Records shown:
──────
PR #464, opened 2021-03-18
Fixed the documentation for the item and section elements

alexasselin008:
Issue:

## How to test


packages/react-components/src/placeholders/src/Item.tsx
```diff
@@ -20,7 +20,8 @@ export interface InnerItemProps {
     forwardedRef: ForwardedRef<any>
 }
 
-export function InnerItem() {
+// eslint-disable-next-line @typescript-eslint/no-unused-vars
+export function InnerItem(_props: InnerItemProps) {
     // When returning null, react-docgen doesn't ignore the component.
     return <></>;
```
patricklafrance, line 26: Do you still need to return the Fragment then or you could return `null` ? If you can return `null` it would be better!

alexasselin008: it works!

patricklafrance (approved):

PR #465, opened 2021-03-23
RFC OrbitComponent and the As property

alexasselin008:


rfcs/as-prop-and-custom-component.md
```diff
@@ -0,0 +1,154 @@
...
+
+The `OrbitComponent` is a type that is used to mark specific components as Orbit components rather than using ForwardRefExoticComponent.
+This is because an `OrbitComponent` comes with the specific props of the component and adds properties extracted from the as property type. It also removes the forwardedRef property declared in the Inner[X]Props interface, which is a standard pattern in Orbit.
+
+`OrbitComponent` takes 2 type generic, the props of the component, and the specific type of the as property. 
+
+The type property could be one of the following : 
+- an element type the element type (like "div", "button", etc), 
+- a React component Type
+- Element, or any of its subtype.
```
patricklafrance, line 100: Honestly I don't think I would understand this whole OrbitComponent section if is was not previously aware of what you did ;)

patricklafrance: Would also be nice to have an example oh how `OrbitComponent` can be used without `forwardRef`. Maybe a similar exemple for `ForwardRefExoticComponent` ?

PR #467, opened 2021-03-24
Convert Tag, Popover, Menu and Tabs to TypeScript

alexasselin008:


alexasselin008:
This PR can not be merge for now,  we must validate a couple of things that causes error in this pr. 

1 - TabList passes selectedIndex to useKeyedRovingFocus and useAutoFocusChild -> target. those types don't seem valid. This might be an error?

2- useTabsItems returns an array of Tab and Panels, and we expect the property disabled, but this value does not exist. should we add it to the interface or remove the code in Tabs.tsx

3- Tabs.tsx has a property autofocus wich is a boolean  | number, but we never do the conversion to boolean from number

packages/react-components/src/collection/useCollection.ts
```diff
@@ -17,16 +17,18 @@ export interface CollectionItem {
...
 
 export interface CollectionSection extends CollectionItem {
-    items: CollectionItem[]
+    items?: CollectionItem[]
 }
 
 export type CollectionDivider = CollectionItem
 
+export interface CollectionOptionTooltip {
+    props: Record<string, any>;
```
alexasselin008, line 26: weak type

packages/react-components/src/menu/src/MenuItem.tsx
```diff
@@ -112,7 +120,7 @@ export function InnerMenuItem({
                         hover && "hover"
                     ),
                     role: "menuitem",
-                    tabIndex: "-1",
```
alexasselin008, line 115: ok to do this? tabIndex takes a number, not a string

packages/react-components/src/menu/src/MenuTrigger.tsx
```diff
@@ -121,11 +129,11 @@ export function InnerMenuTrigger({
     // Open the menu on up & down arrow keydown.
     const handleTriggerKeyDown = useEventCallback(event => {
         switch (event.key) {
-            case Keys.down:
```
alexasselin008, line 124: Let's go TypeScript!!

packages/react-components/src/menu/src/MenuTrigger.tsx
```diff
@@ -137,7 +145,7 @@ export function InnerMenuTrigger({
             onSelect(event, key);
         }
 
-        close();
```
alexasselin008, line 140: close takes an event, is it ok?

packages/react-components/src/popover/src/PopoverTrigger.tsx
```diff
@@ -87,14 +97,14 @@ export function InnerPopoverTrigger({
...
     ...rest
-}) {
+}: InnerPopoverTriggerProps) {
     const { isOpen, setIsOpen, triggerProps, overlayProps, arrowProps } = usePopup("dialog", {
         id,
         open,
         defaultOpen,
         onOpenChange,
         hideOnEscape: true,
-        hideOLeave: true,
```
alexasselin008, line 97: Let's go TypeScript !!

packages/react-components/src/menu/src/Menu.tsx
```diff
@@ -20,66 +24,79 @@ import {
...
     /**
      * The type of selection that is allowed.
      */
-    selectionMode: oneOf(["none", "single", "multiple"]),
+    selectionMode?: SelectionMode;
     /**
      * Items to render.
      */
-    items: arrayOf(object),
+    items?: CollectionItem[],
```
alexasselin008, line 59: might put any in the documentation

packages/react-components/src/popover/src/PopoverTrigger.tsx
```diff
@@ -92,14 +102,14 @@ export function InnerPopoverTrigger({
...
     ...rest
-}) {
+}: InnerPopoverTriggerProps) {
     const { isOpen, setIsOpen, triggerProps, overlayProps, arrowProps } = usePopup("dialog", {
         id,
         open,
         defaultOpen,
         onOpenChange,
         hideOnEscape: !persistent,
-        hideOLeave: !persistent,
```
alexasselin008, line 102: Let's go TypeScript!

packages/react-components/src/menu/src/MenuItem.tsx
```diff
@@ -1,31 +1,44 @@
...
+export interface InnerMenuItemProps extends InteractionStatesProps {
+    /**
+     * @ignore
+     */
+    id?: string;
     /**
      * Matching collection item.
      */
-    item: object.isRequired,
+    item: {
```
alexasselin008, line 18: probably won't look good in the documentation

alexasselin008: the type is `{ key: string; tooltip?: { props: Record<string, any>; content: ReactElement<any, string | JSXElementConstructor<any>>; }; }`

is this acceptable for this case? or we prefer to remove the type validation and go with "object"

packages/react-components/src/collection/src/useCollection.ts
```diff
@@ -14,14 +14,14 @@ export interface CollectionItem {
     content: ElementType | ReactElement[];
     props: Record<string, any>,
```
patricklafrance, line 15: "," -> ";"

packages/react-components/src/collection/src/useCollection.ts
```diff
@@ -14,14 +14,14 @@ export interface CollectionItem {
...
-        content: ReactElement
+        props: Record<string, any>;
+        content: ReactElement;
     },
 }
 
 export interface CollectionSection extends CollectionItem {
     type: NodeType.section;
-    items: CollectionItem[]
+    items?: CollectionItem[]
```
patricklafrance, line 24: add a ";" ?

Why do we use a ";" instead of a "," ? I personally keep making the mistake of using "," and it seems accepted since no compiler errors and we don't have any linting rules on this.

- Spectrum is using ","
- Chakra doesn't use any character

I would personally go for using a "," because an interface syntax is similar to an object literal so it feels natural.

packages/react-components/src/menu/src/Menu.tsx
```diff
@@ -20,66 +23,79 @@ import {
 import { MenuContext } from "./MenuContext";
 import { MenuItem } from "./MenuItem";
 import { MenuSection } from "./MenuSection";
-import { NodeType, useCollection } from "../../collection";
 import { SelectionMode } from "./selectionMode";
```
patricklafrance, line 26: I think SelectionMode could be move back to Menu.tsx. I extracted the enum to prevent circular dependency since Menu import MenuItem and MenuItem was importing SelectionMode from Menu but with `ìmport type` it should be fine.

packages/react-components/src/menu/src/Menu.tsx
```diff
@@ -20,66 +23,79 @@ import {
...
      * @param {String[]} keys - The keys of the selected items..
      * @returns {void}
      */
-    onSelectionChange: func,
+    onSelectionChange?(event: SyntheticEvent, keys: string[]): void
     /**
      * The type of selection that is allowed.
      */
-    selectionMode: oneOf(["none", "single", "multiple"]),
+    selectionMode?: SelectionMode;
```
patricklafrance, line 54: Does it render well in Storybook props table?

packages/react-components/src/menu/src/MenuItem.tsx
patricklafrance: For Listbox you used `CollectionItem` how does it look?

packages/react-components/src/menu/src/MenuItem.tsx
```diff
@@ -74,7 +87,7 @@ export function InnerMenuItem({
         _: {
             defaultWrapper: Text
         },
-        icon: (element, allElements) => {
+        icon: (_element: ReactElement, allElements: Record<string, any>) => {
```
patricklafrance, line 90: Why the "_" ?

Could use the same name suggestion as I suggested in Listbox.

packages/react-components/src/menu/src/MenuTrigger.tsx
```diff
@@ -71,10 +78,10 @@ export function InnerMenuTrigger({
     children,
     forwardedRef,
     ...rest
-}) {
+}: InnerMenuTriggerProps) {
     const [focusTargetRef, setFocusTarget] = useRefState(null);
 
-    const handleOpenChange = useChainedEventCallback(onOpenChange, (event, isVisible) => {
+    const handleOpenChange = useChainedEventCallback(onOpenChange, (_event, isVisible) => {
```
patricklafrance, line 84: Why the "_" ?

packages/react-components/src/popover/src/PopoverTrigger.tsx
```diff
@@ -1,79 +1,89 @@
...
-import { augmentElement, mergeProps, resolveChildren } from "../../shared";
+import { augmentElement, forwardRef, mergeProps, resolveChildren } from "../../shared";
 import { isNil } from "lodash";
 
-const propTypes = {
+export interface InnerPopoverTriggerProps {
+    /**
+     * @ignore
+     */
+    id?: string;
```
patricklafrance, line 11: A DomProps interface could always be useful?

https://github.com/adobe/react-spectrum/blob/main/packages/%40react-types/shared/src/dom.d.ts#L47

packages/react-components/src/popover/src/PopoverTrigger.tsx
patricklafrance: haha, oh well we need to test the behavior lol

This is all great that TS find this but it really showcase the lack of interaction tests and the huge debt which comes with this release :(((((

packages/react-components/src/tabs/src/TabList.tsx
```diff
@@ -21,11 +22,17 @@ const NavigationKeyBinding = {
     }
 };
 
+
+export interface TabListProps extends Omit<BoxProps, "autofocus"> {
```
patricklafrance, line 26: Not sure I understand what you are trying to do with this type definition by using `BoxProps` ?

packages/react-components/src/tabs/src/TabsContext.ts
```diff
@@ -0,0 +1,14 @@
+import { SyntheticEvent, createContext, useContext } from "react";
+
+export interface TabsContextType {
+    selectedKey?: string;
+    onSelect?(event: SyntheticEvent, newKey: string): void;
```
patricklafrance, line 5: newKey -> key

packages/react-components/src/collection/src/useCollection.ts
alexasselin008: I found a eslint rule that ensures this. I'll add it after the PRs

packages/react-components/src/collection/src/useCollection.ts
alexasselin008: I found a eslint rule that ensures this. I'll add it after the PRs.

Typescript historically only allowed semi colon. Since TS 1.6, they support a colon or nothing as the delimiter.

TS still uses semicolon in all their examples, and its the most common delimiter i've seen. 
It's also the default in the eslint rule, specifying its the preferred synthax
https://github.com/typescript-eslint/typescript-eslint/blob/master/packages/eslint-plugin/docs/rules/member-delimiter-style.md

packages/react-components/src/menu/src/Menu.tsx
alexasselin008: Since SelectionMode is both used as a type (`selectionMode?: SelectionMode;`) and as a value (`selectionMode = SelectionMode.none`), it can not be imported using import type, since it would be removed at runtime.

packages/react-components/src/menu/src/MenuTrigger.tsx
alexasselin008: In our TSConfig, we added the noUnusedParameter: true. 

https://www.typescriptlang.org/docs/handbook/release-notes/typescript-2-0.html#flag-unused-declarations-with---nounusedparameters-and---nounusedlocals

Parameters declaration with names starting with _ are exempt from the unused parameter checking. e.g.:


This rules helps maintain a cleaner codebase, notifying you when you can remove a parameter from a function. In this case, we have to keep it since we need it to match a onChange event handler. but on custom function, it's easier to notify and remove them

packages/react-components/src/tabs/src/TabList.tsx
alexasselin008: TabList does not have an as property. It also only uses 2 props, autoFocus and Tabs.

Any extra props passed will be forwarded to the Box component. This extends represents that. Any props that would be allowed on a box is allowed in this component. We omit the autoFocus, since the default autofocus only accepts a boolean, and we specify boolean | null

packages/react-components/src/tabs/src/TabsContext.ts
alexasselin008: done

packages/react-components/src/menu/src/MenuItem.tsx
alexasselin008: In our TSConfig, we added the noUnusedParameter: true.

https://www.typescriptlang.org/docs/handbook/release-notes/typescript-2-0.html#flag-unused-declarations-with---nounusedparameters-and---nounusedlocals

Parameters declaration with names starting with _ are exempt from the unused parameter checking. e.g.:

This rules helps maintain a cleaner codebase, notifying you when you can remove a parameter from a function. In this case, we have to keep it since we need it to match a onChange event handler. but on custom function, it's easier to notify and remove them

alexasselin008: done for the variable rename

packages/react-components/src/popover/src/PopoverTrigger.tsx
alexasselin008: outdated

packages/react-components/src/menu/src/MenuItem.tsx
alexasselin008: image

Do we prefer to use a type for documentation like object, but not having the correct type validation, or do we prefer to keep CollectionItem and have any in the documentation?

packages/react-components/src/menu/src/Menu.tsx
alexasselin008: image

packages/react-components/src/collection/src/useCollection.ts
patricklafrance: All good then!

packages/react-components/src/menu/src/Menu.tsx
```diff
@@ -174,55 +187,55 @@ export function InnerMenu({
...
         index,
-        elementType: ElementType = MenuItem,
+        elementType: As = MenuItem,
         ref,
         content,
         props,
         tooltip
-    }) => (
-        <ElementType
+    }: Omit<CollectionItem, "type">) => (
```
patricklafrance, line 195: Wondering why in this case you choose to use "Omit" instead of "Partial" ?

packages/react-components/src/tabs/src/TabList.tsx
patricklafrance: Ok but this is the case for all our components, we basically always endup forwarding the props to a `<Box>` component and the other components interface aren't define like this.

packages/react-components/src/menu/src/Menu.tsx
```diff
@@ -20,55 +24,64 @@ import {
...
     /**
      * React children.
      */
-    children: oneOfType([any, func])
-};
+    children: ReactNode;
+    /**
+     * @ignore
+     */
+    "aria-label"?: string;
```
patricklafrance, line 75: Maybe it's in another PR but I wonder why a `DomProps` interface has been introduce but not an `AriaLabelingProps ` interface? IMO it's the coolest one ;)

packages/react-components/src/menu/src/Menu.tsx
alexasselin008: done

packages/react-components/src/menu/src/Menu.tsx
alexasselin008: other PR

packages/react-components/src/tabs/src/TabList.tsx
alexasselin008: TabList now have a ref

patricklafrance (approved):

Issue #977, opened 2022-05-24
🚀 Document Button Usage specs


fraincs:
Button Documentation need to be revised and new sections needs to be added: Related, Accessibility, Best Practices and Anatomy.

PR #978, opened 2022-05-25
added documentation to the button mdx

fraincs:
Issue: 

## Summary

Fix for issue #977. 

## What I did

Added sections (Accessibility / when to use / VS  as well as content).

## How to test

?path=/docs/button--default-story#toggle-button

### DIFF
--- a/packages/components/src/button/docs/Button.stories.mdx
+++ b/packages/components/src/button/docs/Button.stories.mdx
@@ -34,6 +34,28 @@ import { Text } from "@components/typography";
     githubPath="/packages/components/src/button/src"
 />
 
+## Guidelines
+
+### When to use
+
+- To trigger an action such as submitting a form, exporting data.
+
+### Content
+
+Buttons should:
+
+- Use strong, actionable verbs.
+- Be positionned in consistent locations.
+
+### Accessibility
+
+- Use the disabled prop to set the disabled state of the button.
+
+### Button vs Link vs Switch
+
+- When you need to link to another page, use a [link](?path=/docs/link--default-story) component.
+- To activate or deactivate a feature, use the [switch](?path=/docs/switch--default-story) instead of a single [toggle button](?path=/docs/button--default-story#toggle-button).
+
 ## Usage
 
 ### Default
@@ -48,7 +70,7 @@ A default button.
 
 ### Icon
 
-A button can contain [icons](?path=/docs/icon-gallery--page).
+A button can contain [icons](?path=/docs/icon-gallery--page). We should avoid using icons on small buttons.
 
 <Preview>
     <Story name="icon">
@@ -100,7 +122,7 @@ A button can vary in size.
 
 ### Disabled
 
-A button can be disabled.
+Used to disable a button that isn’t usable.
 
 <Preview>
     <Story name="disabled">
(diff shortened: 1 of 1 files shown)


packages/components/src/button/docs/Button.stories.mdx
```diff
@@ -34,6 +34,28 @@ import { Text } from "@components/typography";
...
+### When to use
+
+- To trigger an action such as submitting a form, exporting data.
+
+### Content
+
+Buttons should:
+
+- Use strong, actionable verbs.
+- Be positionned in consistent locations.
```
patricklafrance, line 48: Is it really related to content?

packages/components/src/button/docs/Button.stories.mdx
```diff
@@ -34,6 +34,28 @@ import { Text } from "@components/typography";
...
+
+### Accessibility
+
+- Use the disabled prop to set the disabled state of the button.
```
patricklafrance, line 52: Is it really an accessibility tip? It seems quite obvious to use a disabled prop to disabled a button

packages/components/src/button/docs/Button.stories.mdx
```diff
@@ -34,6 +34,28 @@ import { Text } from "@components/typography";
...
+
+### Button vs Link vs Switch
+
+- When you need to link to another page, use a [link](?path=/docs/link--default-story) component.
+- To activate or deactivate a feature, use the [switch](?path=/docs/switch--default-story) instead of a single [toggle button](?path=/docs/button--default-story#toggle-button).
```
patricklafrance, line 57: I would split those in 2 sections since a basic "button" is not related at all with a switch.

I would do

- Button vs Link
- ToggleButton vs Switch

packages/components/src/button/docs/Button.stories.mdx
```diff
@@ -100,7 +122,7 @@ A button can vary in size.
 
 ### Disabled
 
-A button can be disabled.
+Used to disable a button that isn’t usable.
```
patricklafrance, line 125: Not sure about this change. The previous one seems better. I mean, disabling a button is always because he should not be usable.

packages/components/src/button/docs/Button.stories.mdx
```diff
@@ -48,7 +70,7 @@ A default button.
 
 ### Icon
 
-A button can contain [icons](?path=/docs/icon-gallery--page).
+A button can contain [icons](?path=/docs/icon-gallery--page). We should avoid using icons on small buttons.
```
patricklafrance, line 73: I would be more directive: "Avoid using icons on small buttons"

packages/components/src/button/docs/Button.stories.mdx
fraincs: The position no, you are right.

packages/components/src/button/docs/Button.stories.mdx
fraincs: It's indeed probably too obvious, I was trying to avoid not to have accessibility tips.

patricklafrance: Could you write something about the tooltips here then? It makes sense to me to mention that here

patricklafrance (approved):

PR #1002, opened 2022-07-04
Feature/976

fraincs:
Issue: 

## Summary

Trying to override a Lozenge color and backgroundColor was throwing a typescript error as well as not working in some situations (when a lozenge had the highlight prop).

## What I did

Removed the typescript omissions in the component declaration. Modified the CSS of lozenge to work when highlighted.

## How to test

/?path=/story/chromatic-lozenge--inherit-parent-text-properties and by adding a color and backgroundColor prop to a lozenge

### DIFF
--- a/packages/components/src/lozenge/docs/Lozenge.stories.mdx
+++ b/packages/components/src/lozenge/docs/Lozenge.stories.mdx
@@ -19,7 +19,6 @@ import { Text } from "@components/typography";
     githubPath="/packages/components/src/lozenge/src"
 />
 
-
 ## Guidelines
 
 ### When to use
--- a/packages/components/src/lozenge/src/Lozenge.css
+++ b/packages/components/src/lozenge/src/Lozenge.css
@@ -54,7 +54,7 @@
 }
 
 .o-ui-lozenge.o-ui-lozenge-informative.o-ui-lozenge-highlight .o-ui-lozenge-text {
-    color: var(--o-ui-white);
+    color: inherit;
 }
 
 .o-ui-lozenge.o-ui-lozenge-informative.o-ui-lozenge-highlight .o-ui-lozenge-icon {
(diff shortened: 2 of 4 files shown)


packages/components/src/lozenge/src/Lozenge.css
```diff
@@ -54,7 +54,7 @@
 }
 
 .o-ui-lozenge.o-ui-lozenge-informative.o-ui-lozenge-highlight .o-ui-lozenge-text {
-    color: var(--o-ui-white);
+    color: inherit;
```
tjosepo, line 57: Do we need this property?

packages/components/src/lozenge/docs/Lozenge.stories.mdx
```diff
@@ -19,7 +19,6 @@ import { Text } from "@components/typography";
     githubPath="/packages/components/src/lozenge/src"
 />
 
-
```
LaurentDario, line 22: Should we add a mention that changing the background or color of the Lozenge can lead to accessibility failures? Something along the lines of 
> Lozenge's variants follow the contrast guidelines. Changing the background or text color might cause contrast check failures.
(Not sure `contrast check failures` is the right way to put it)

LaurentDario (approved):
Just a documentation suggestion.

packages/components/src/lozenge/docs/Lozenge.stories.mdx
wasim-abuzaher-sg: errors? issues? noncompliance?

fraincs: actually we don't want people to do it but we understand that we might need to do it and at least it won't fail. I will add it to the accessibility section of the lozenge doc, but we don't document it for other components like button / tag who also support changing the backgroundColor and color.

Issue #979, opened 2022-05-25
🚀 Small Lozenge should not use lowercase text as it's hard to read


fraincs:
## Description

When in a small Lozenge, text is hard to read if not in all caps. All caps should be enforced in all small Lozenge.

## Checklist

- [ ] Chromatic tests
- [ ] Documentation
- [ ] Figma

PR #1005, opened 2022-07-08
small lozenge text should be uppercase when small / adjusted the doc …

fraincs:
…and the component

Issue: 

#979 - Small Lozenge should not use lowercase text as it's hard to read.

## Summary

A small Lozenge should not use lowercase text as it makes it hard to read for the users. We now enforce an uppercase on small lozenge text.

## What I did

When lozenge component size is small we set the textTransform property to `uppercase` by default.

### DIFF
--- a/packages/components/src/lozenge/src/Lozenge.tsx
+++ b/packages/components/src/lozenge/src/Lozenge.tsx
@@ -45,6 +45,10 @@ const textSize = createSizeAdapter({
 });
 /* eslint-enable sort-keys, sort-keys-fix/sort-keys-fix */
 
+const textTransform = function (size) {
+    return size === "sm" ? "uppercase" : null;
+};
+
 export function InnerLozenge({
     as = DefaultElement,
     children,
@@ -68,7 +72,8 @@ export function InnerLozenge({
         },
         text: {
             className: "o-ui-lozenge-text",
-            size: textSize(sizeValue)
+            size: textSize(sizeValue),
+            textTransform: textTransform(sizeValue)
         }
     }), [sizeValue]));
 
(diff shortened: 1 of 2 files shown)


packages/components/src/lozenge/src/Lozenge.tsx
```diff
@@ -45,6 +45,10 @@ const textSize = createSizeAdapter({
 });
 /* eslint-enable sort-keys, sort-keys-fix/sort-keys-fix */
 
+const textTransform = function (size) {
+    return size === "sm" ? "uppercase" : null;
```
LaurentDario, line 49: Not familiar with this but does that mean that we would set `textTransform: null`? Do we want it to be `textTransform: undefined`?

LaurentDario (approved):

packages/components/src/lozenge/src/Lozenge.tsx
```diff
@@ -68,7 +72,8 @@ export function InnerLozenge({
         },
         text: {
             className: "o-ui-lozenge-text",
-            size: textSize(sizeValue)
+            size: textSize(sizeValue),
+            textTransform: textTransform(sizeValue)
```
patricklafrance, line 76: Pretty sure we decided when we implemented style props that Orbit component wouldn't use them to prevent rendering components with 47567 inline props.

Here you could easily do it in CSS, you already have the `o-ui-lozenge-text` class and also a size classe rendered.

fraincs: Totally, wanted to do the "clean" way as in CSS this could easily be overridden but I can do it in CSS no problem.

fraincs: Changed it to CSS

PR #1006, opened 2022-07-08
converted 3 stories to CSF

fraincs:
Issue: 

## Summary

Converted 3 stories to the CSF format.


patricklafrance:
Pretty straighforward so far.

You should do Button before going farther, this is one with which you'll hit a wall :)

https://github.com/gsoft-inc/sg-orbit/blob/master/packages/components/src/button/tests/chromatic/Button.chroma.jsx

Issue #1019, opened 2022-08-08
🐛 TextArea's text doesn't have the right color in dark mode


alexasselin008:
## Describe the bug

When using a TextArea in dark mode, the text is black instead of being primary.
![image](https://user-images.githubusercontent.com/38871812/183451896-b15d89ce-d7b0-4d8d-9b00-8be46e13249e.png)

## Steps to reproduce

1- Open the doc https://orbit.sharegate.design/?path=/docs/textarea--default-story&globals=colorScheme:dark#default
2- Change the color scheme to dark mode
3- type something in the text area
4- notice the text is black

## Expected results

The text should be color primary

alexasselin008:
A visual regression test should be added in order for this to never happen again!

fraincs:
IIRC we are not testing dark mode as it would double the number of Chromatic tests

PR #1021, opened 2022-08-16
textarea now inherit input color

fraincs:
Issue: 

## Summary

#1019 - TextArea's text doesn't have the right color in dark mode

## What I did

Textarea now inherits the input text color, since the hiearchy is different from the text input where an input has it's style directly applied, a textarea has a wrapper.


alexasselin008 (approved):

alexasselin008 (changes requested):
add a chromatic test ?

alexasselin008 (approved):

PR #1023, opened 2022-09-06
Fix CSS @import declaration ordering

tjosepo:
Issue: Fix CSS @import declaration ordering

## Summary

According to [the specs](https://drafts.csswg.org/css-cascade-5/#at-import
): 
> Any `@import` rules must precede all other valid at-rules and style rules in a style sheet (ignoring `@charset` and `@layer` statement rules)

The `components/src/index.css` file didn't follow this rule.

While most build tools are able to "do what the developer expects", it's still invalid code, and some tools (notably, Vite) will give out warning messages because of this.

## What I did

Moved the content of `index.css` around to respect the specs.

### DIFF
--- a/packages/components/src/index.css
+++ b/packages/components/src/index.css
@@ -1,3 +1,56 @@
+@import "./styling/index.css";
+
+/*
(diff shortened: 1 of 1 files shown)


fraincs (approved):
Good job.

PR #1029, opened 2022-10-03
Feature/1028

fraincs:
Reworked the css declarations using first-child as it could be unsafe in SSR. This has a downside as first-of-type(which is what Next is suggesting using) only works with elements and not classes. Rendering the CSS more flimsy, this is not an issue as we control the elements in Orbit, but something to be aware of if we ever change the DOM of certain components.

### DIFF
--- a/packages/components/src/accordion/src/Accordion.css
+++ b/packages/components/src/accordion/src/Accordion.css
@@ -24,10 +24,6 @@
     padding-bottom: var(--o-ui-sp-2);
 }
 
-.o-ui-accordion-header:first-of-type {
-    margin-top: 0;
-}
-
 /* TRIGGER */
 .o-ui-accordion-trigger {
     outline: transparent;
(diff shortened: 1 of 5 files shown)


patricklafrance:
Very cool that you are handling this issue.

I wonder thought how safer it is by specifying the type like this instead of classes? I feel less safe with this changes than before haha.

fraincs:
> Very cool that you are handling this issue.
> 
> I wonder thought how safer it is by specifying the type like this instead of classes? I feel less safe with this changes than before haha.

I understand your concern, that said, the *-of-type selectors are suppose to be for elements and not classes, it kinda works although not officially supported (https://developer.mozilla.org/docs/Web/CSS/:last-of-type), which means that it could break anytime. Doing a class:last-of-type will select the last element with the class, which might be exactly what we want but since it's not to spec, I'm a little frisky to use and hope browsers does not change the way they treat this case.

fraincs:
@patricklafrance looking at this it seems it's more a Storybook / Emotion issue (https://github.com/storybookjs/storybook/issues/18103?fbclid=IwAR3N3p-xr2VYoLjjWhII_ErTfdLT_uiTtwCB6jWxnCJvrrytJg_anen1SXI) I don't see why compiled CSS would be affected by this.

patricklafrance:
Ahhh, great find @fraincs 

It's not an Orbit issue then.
──────
Exercise objective: Reproduce exactly the lines that run from the start of the records to the line with "1 - TabList", both included.

Response below:
PR #464, opened 2021-03-18
Fixed the documentation for the item and section elements

alexasselin008:
Issue:

## How to test


packages/react-components/src/placeholders/src/Item.tsx
```diff
@@ -20,7 +20,8 @@ export interface InnerItemProps {
     forwardedRef: ForwardedRef<any>
 }
 
-export function InnerItem() {
+// eslint-disable-next-line @typescript-eslint/no-unused-vars
+export function InnerItem(_props: InnerItemProps) {
     // When returning null, react-docgen doesn't ignore the component.
     return <></>;
```
patricklafrance, line 26: Do you still need to return the Fragment then or you could return `null` ? If you can return `null` it would be better!

alexasselin008: it works!

patricklafrance (approved):

PR #465, opened 2021-03-23
RFC OrbitComponent and the As property

alexasselin008:


rfcs/as-prop-and-custom-component.md
```diff
@@ -0,0 +1,154 @@
...
+
+The `OrbitComponent` is a type that is used to mark specific components as Orbit components rather than using ForwardRefExoticComponent.
+This is because an `OrbitComponent` comes with the specific props of the component and adds properties extracted from the as property type. It also removes the forwardedRef property declared in the Inner[X]Props interface, which is a standard pattern in Orbit.
+
+`OrbitComponent` takes 2 type generic, the props of the component, and the specific type of the as property. 
+
+The type property could be one of the following : 
+- an element type the element type (like "div", "button", etc), 
+- a React component Type
+- Element, or any of its subtype.
```
patricklafrance, line 100: Honestly I don't think I would understand this whole OrbitComponent section if is was not previously aware of what you did ;)

patricklafrance: Would also be nice to have an example oh how `OrbitComponent` can be used without `forwardRef`. Maybe a similar exemple for `ForwardRefExoticComponent` ?

PR #467, opened 2021-03-24
Convert Tag, Popover, Menu and Tabs to TypeScript

alexasselin008:


alexasselin008:
This PR can not be merge for now,  we must validate a couple of things that causes error in this pr. 

1 - TabList passes selectedIndex to useKeyedRovingFocus and useAutoFocusChild -> target. those types don't seem valid. This might be an error?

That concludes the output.